§ **Records for the task**
PR #1765, opened 2023-08-17
fix: removing kalix dependency from Spring grpc client

aludwiko:
in the documentation, we inform users to remove all Kalix annotations and imports from proto files, so I don't see any point to keep the dependency to the sdk


efgpinto (approved):
Makes sense to me!

PR #1775, opened 2023-08-25
fix: catch npe when trying to load file that does not exist

sebastian-alfers:
Before this change,  running `mvn verify` in this sample failed with an npe.

### DIFF
--- a/samples/java-protobuf-web-resources/src/main/java/com/example/FileServiceAction.java
+++ b/samples/java-protobuf-web-resources/src/main/java/com/example/FileServiceAction.java
@@ -9,6 +9,7 @@ import org.slf4j.Logger;
 import org.slf4j.LoggerFactory;
 
 import java.io.IOException;
+import java.io.InputStream;
 import java.nio.file.Files;
 import java.nio.file.NoSuchFileException;
 import java.nio.file.Paths;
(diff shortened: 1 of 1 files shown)


samples/java-protobuf-web-resources/src/main/java/com/example/FileServiceAction.java
```diff
@@ -47,7 +48,11 @@ private  Effect<HttpBody> loadFile(String dir, String file) {
     String fullPath = baseDir+dir+"/"+file;
     try {
       // tag::200-ok[]
-      byte[] byteArray = getClass().getResourceAsStream(fullPath).readAllBytes();
+      InputStream inputStream = getClass().getResourceAsStream(fullPath);
+      if(null == inputStream) {
+        throw new NoSuchFileException("File " + fullPath + " not found");
+      }
```
johanandren, line 54: Should really be a return with a not-found grpc status code (which should lead to a 404 response from the proxy)  rather than an exception leading to 500 internal.

sebastian-alfers: Maybe a `throw` should not be used here, but right now this one gets caught below and turned into a `effects().ignore();` which gets a 404 in the browser, which I was hoping to express that the requested file does not exist.

johanandren: Ah, I missed the end of the method with the specific catch.

johanandren (approved):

§ **Exercise instructions**
Filter the records for lines holding the string "grpc". Copy each one.

§ **Answer**
fix: removing kalix dependency from Spring grpc client
johanandren, line 54: Should really be a return with a not-found grpc status code (which should lead to a 404 response from the proxy)  rather than an exception leading to 500 internal.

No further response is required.